··· Data under study

PR #4191, opened 2026-07-30
[build/android] The Android GPU build was silently a CPU build: make it reachable (script/CLBlast/jni source) and export ENABLE_OPENCL, failing loudly without it

jijoongmoon:
**Task-level PR: "the Android GPU build was silently a CPU build."** Four independent build defects, one
failure mode. Absorbs #4180 (now closed and pointed here).

`Applications/CausalLM` on Android compiled with **no `-DENABLE_OPENCL`**, so every
`#if defined(ENABLE_OPENCL)` block in the app (`mha_core.cpp`, `rms_norm_gpu.cpp`,
`per_layer_slice_gpu.cpp`, `llm_util.hpp`) was dropped and `causallm_engine()` returned `"cpu"`. The app
then linked a GPU-capable `libnntrainer.so` and ran the host fallbacks — roughly **10x slower, with no
error and no log line saying GPU was not used**. This exact class has bitten before: a prior tree was
missing the same define and a model measured **191 TPS instead of 2400**.

And underneath that, the GPU build was not even *reachable*: the documented entry point could not
forward the meson option, the CLBlast-free configuration crashed at configure time, and a model source
was missing from the hand-maintained jni list. No CI job can see any of this — no CI job builds the
CausalLM app or runs `ndk-build`.

**Merge button: "Rebase and merge" — never squash.** The build-export hunks and the runtime throw live
in one commit (disclosed below); squashing would bury that distinction entirely.

**Base legality:** #4180's three commits are ladder-free and cherry-picked **clean** onto this branch.
The reverse was tested and rejected: moving this branch's two commits down onto main-direct #4180
conflicts in `llm_util.hpp`, because the `engine=` resolution those commits guard is introduced by the
app lineage this branch already sits on — rebasing across bases is not something this consolidation
does.

Depends-on: #4193

---

## 1. `-Denable-clblast=false` cannot configure on `platform=android`

`meson -Dplatform=android -Denable-opencl=true -Denable-clblast=false` dies at configure time with
`jni/meson.build:77: ERROR: Unknown variable "clblast_root"`. The CLBlast template substitution was
gated on `clblast_dep.found()`, but on the `enable-clblast=false` path `clblast_dep` is a bare
`declare_dependency()` — whose `.found()` is **true**. The guard never fires and the body reads a
variable only assigned in the `true` branch. The same guard also owned `MESON_CL_ROOT`, so even without
the crash the staged `libOpenCL.so` / CL headers would drop out of the generated `Android.mk`.

Fix: gate on `get_option('enable-clblast')` — the same authority that decides whether `clblast_root`
gets assigned — hoist `MESON_CL_ROOT` out of the CLBlast branch, and export a `MESON_HAS_CLBLAST` marker
so `Android.mk.in` can drop the CLBlast static-library module instead of compiling ~100 CLBlast sources
from an empty root prefix. The `clblast_dep.found()` idiom was vacuously correct before the option
existed; adding the option turned a vacuous test into a live one on a path nothing exercises.

## 2. `build_android.sh` cannot forward meson options — the GPU build was unreachable

It accepted only `--cache` and `exit 1`'d on anything else, and invoked `tools/package_android.sh` with
no arguments — and `enable-opencl` defaults to false. **So the documented way to build the Android app
could only ever produce a CPU-only nntrainer.** `package_android.sh` already filters `-D*` /
`--arm-arch=*` out of its argv and forwards them to meson, so the only missing piece was passing them
through: `./build_android.sh -Denable-opencl=true -Denable-clblast=false` now works. Also warns when
meson args are combined with `--cache`, since that path skips the reconfigure and the cached options
win.

## 3. A missing jni source ⇒ undefined vtable

`jni/Android.mk` never listed `models/bert/multilingual_tinybert_16mb.cpp`, although meson does.
`MultilingualTinyBert` declares all virtuals inline except `encode()`, which is an implicit override and
therefore the class's **key function** — so the vtable is emitted only in that TU, and the two Android
modules that instantiate the class (`causallm_core` via the model registry, `nntr_quantize` via
`quantize.cpp`) link with an undefined `vtable for causallm::MultilingualTinyBert`. The jni source lists
are hand-maintained and completely independent of the meson lists, so adding a model to the app fails
only on a real NDK build.

## 4. Export `ENABLE_OPENCL` to prebuilt consumers, and fail loudly without it

How the flag is supposed to reach the app: meson `enable-opencl` → `extra_defines
'-DENABLE_OPENCL=1'` → for the library, `jni/meson.build` `MESON_CFLAGS`; for prebuilt consumers, the
`NNTRAINER_ABI_DEFINES` filter → `android_build_result/Android.mk`'s `NNTRAINER_EXPORT_CFLAGS` →
`LOCAL_EXPORT_CFLAGS` on the prebuilt modules → the app's `LOCAL_CFLAGS`. The last hop already works
(the `-march` and FP16 defines travel it today); the filter simply did not select `ENABLE_OPENCL`, so it
stopped at the library.

Fix: widen the existing export filter rather than hardcoding the flag in the app makefile — which is
what the export mechanism exists to prevent, since a hardcoded value can disagree with the library and
would then be an ABI break instead of a missing feature. Plus a loud failure when a graph asks for
`engine=gpu` (or `engine=cuda`) in a build that has no such backend, so the silent 10x fallback becomes
an error.

On x86 the question never arises: meson applies `extra_defines` project-wide via
`add_project_arguments`, so `Applications/` inherits the define automatically. Only the
prebuilt/`ndk-build` path needs the explicit export, and no CI job builds an `ndk-build` app against the
generated prebuilt `Android.mk`.

**Residual disclosed honestly: the export commit mixes two kinds of change.** A reviewer may want to
accept them separately, so here is which hunk is which:

- *mechanical build-export widening* — `jni/meson.build` (the `NNTRAINER_ABI_DEFINES` filter),
  `jni/Android-prebuilt.mk.in`, and `Applications/CausalLM/jni/Android.mk`;
- *runtime behaviour change* — `Applications/CausalLM/llm_util.hpp`, which throws `std::invalid_argument`
  when a graph asks for `engine=gpu` in a build without OpenCL (and the matching `engine=cuda` case).

Only a commit split would fully separate them, and that is out of scope for this consolidation pass; the
split is offered if a reviewer asks.

---

## `enable-clblast`: one declaration, two halves, now in one PR

This is the main reason the two PRs belonged together. `enable-clblast` was declared **twice**, once in
each PR, byte-identically and at the same position immediately after `option('enable-opencl', ...)`,
because each branch read the option and Meson resolves option names at configure time — a tree that
reads an undeclared option aborts before any target is built. Consolidated, there is exactly one
declaration, and the two halves of the knob finally sit together:

| half | what it does | came from |
|---|---|---|
| Android | the `MESON_HAS_CLBLAST` marker that drops the CLBlast static-library module from the generated `Android.mk`; gating the `subprojects/CLBlast/include` entry on the compile line | #4180 |
| host | skipping the CLBlast cmake subproject entirely (this is what makes `-Denable-clblast=false` actually avoid the multi-minute CLBlast compile) and `-DENABLE_CLBLAST=1`; plus the `#ifdef ENABLE_CLBLAST` guard in `nntrainer/tensor/cl_operations/clblast_interface.cpp` that lets that TU compile without the CLBlast headers | this branch |

A CLBlast-free `ndk-build` wants both. The comment above the gate in `nntrainer/meson.build` records the
dependency, so a reader of the build file does not have to infer it.

## Overlapping files, which is why this is one review

`Applications/CausalLM/jni/Android.mk`, `jni/meson.build`, `nntrainer/meson.build`,
`meson_options.txt` and `llm_util.hpp` are all touched by both halves.

---

**Not verified here:** NDK build + on-device deploy. The export gap was traced hop by hop through the
generated `Android.mk`, and the app-side consumers are the four TUs named above; the three build defects
are configure-time / link-time and were each reproduced from the error text quoted above.

**Interaction note:** the ndk include-list surface here overlaps the installed-header correction in
#4103 — the two touch the same generated makefile.

---

fork branch as its base, so this PR targets `main` and its diff therefore also contains the parent rungs
named in `Depends-on:`. Please review the commits described above; the remainder are under review in
their own PRs and will disappear from this diff as the parents land.

**Merge order:** the `attn_logit_softcapping` and `lmhead_untie` rungs inherited from this branch's base
lineage also land in the main-direct inference-correctness PR (#4194). Land **#4194 first** so those
copies arrive as no-ops under rebase-and-merge rather than as conflicts.

Depends-on: #4193


jijoongmoon:
Superseded, **in part**, by the re-cut series against current main: #4307. Closing to keep the queue
reviewable. The branch is preserved on the fork, and this comment states plainly what did and did not
travel, so the residue is not lost.

**What #4307 carries — the export half, and only that.** `jni/meson.build` selects which of
`extra_defines` the generated `Android-prebuilt.mk` exports to prebuilt consumers, and the filter
matched only the two FP16 defines. A library built with `-Denable-opencl=true` therefore handed
consumers cflags with no trace of OpenCL, while `engine.h` — an installed header — pulls
`cl_context.h` in under `#if defined(ENABLE_OPENCL)`. An ndk app then declared a different `Engine`
than it linked and silently dropped its own OpenCL blocks. #4307 widens the filter to
`ENABLE_OPENCL` and `CL_TARGET_OPENCL_VERSION`, and states the rule the filter follows: a define
belongs there when it changes what an *installed* header declares.

Two review points from this PR's own thread were applied while re-cutting:

- `CL_TARGET_OPENCL_VERSION` is matched **by prefix**, not exact-matched against `=200`. Pinning the
  value would silently drop the define the day the build option changes, which is the same class of
  bug as never exporting it.
- `USE_HALF_WRAPPER` was added to the same filter. It selects the `_FP16` type in `tensor_dim.h`, so
  by the filter's own criterion it is as ABI-affecting as `ENABLE_FP16`, even though no android
  toolchain selects it today.

The other ask on this thread — a third `cl_options` matrix cell so the regression is gated — is
**already satisfied on `main`**: `.github/workflows/android.yml` runs
`cl_options: [ "-Denable-opencl=false", "-Denable-opencl=true" ]`.

**What #4307 does NOT carry.** The rest of this PR — the `NNTR_ENGINE` fail-loudly handling and the
residency-policy work — is not in it and is not superseded by it. That material belongs to the
context/engine line (#4306) and the residency-plane PR that follows it, and should be reviewed there.
Reopen this PR if that line does not pick it up.

Verified with NDK r27 (27.2.12479018), `arm64-v8a`, traced end to end: the generated
`NNTRAINER_EXPORT_CFLAGS` is
`-march=armv8.2-a+fp16+dotprod+i8mm -DENABLE_FP16=1 -DUSE__FP16=1 -DENABLE_OPENCL=1 -DCL_TARGET_OPENCL_VERSION=200`,
and `ndk-build -n -B` shows `-DENABLE_OPENCL=1` and `-DCL_TARGET_OPENCL_VERSION=200` on the app's own
`llm_util.cpp` compile line. On `main` that line has neither.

······

What you will do: Where does the string "those" appear in the records? Copy every line that holds it.

Task response:
conflicts in `llm_util.hpp`, because the `engine=` resolution those commits guard is introduced by the
lineage also land in the main-direct inference-correctness PR (#4194). Land **#4194 first** so those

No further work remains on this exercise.